#### The problem:
Among the entries below, find each line with "give" and show it.

#### Dataset:
++++++++++++++++++++
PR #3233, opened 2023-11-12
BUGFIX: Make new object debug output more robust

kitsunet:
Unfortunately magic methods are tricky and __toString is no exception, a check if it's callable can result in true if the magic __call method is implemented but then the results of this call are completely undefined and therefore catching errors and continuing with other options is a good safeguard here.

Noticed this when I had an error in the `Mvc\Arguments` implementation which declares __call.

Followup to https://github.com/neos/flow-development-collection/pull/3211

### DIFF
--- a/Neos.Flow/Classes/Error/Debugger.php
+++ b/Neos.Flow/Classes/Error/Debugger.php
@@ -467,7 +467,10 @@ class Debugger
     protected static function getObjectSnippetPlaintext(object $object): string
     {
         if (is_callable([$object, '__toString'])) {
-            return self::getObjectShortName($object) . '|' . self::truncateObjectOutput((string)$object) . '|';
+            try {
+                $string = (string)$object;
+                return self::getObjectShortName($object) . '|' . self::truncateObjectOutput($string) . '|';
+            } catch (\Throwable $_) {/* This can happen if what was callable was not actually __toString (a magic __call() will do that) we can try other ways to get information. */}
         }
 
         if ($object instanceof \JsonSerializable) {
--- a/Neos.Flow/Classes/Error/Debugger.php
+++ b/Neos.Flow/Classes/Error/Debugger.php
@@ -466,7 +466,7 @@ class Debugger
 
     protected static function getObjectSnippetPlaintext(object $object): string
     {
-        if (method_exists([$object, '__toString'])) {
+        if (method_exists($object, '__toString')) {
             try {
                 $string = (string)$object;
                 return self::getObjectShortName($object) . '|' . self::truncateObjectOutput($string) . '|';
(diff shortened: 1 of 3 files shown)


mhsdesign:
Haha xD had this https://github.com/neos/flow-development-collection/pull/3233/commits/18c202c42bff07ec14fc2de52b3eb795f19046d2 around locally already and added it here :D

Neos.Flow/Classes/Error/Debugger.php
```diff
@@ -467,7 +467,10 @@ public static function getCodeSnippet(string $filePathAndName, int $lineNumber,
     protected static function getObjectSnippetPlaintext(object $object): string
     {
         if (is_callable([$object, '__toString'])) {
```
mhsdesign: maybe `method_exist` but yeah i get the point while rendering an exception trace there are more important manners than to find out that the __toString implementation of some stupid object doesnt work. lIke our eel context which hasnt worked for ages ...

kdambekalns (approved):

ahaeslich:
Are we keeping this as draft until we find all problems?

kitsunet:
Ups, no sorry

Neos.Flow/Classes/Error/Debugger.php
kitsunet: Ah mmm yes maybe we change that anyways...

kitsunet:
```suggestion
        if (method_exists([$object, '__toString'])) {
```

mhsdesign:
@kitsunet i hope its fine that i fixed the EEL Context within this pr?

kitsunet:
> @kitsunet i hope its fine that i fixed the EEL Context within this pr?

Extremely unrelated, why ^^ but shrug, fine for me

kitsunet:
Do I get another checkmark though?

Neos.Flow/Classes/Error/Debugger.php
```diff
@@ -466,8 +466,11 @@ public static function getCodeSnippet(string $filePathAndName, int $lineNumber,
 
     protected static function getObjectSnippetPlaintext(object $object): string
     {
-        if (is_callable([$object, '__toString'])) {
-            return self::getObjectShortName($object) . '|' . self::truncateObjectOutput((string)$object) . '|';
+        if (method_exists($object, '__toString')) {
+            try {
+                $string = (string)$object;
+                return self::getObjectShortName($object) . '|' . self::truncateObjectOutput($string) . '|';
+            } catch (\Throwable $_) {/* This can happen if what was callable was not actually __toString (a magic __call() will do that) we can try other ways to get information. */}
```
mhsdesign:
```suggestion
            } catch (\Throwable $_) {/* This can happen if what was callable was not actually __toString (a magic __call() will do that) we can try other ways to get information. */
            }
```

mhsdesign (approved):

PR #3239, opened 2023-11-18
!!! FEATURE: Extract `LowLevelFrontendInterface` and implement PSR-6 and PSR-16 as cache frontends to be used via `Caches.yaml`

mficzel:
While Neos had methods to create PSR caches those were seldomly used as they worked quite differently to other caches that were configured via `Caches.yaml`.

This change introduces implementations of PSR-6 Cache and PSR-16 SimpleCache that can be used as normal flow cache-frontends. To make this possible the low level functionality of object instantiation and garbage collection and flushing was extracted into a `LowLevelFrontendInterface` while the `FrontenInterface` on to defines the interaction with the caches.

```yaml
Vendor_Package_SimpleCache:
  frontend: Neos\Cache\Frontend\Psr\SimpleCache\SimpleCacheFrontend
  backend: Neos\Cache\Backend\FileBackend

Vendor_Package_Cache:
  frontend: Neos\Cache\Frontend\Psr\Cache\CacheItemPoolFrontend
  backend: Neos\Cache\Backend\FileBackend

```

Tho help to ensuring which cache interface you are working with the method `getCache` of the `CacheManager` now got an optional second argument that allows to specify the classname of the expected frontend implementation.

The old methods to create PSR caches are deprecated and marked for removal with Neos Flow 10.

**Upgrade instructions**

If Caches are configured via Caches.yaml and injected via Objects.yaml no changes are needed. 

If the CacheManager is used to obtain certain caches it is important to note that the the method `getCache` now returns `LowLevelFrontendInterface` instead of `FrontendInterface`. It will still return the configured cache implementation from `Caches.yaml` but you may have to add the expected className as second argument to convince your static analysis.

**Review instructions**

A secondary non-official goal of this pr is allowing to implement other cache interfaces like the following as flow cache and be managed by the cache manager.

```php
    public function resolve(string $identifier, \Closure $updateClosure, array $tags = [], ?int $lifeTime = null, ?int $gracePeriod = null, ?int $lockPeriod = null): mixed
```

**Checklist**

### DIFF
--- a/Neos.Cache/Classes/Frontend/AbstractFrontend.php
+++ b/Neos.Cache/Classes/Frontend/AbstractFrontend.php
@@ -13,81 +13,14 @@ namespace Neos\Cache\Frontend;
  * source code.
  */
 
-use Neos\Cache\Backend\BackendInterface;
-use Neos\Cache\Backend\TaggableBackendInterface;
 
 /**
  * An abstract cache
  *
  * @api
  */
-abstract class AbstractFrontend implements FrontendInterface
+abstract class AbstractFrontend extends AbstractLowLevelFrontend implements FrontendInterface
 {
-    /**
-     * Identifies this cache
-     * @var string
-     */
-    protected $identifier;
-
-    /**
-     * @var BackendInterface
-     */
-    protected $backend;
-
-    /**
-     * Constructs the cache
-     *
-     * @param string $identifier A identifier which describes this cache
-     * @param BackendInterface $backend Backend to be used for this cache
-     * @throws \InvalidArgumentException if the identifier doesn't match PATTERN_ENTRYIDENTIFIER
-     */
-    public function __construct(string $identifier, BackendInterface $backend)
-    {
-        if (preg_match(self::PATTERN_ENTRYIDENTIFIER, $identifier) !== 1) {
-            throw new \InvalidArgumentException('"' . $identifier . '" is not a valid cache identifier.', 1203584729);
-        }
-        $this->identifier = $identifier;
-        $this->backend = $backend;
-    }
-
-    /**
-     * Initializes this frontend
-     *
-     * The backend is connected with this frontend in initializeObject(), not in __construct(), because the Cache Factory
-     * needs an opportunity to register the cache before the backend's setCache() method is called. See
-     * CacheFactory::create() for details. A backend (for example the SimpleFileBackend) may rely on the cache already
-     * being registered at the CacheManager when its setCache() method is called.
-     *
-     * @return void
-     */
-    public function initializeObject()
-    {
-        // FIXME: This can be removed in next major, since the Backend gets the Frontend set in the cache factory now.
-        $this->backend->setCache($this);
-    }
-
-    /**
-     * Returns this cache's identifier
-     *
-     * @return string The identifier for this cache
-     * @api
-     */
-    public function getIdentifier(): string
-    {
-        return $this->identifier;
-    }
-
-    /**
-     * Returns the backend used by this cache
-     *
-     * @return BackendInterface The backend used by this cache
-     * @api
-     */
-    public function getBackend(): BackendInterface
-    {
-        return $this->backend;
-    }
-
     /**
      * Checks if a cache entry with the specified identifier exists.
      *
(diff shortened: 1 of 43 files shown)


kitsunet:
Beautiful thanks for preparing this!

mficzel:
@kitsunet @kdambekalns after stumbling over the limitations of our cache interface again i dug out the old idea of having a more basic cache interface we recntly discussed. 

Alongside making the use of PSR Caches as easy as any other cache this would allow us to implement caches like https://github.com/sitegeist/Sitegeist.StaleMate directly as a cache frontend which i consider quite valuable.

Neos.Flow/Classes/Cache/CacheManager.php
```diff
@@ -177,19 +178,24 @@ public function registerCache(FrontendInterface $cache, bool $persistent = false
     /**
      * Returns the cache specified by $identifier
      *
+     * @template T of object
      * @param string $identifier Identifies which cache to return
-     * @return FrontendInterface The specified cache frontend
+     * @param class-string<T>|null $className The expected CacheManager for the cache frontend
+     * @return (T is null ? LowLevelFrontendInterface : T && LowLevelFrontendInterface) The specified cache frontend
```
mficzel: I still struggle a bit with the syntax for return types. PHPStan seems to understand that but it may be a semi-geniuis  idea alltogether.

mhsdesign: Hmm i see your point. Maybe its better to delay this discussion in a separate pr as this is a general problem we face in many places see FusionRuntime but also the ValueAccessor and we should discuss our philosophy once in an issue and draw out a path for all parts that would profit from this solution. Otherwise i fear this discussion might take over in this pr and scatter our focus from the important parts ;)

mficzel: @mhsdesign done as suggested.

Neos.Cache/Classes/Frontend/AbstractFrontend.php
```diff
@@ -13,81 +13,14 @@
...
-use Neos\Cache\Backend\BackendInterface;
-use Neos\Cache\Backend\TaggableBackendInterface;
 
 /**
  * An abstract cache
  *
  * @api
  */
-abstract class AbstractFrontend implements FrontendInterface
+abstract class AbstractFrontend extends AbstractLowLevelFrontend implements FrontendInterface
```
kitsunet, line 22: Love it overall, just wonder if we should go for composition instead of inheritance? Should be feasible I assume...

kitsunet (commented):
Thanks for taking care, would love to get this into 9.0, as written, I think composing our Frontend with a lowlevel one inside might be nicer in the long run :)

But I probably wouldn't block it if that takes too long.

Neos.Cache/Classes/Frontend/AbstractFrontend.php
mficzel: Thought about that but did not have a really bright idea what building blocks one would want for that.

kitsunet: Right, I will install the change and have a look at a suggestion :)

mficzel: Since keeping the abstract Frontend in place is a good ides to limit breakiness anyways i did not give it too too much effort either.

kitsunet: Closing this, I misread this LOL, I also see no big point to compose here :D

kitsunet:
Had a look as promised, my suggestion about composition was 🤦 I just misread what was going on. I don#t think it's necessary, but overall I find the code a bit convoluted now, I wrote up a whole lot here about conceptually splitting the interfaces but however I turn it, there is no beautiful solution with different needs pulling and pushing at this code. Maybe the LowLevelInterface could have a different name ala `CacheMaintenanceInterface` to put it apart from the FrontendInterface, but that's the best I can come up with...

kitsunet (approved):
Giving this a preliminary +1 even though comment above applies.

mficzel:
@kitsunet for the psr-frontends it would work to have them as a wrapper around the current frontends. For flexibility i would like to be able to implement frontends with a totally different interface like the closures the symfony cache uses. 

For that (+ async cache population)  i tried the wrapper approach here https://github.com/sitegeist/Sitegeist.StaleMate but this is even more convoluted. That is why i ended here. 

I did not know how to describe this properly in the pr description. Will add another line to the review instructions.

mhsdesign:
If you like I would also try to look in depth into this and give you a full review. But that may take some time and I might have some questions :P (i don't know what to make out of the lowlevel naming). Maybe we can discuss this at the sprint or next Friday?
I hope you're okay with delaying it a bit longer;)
++++++++++++++++++++
#### Result of this task:
mficzel: Since keeping the abstract Frontend in place is a good ides to limit breakiness anyways i did not give it too too much effort either.
If you like I would also try to look in depth into this and give you a full review. But that may take some time and I might have some questions :P (i don't know what to make out of the lowlevel naming). Maybe we can discuss this at the sprint or next Friday?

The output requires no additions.